Records from a dataset:
····················
PR #4942, opened 2023-07-24
Use Critical error dialog with context

rvykydal:
The draft is adding some context for the user to Critical Error dialog addressing https://issues.redhat.com/browse/INSTALLER-3562. I am opening it to check if the direction and approach makes sense at all (I feel there already must be a common way how to do such things.). It is a very early draft, don't miss the notes below.

The goal here is to inform user more than the exception text says. In this PR I add:
- context: what was the acction performed when the error ocured
- hint: (more optional) - what can user do (usually not much in case of critical errors?)

Notes:
- The wording / presentation of the messages is to be discussed (like using just normal phrases). For example: "Initialize storage model" -> "Reading information about disks." (closer to user pov). ~~Or "While reading information about disks this error appeared: "Error: TEST DBUS EXCEPTION". This should not happen ..."~~
- In the PR there are both the new `onCritFail` and existing `onAddErrorNotification` (Just exception message in notification). I think in most cases we want to replace the notification with Critical Error dialog (needs to be audited place by place). ~~Here I am replacing it just in progress component as an example.~~
- ~~There is a rough stab on passing the handler to Actions.~~
- We would like to add also some information for the developer to find the error origin easily, like source file reference if it is possible to do in automated way (the user context messages are translated so they might be hard to find).
- And add a link to BZ reporting to the dialog but it is another independent issue: UPDATE: this is done later below in this PR

Screenshot from 2023-07-24 10-09-54


ui/webui/src/components/app.jsx
```diff
@@ -67,26 +73,32 @@ export const Application = () => {
...
+            const errorContext = {
+                context: _("Initialize storage model."),
+                hint: _("This should not happen, the installation is doomed."),
+            };
+
+            const errorHandler = onCritFail(errorContext);
+
             Promise.all([
-                initDataStorage({ dispatch }),
+                initDataStorage({ dispatch, errorHandler }),
```
KKoukiou, line 84: I don't see the reason to pass the 'errorHandler' here. Any exception that happens inside this function, if the promises are correctly chained should be possible to catch in the end of the chain, with a catch or as a second argument to 'then', as it's already done is line 91.

ui/webui/src/components/Error.jsx
```diff
@@ -48,11 +48,30 @@ export const CriticalError = ({ exception, isBootIso }) => {
                   </Button>
               </>
           }>
+            {exception.contextData?.context &&
             <TextContent>
                 <Text component={TextVariants.p}>
-                    {exception.message}
+                    {cockpit.format("Action: $0", exception.contextData.context)}
```
KKoukiou, line 54: @garrett should take a look at this with an example exception data.

KKoukiou: Also these should be translated.

ui/webui/src/components/app.jsx
rvykydal: The point is to pass the handler to the getDeviceDataAction so that the exceptions caught here: https://github.com/rvykydal/anaconda/blob/a415a9f093d1661e6a9df8fe31f6699018584d84/ui/webui/src/actions/storage-actions.js#L61 are handled by it instead by console.error. (Or we need to remove the catch from the action).

KKoukiou: I think we should remove it then. If we agree that this action if failed is a critical error , it should never have the plain 'console.error' handler.

rvykydal: Ah, it didn't work for me before https://github.com/rhinstaller/anaconda/commit/8ef0b9d508b120433cbc8c039424bbfda2cf0602

rvykydal:
I've added BZ report link to the dialog. All the layout and UI is TBD, I just wanted to demonstrate what information would be available at this point.
Action: and Hint: are added in the source code, Error: is the exception message, Report: points to the generated link (can be seen in href or the alert window.
Screenshot from 2023-07-26 11-42-07
Href does not seem to work in the dialog, click to look at the URL:
Screenshot from 2023-07-26 11-42-33

BZ form opened with the link (component, summary, details):
Screenshot from 2023-07-26 11-57-15
snip
Screenshot from 2023-07-26 11-57-30

rvykydal:
Added onCritFail to installation progress:
Screenshot from 2023-07-27 10-57-37


Previous state:
Screenshot from 2023-07-27 10-55-12

garrett:
So, a few points:

1. The reporting action shouldn't be a link, but a button.
2. We should have a way to preview the data that would be sent.
3. We probably should let someone know that this will send information over the network.
4. There should be an entry in the context of the error to report what was happening, and the text would be send over to the full report.

Something like this:

---

Fatal bug report (1)

---

Fatal bug report (2)

Clicking on the preview action would toggle the modal dialog into a preview mode, where the information is read-only, in a scrollable viewport. There would be a way to toggle back to edit to be able to correct typos.

(I'm not certain of the toggle as an action button in the modal. I'm still exploring ideas. But I wanted to share what I have so far and the reasoning behind it.)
····················
- _WORK TO COMPLETE_:
Find the string "over" in the entries above. Copy each line where it occurs.

- _WRITTEN SOLUTION_:
3. We probably should let someone know that this will send information over the network.
4. There should be an entry in the context of the error to report what was happening, and the text would be send over to the full report.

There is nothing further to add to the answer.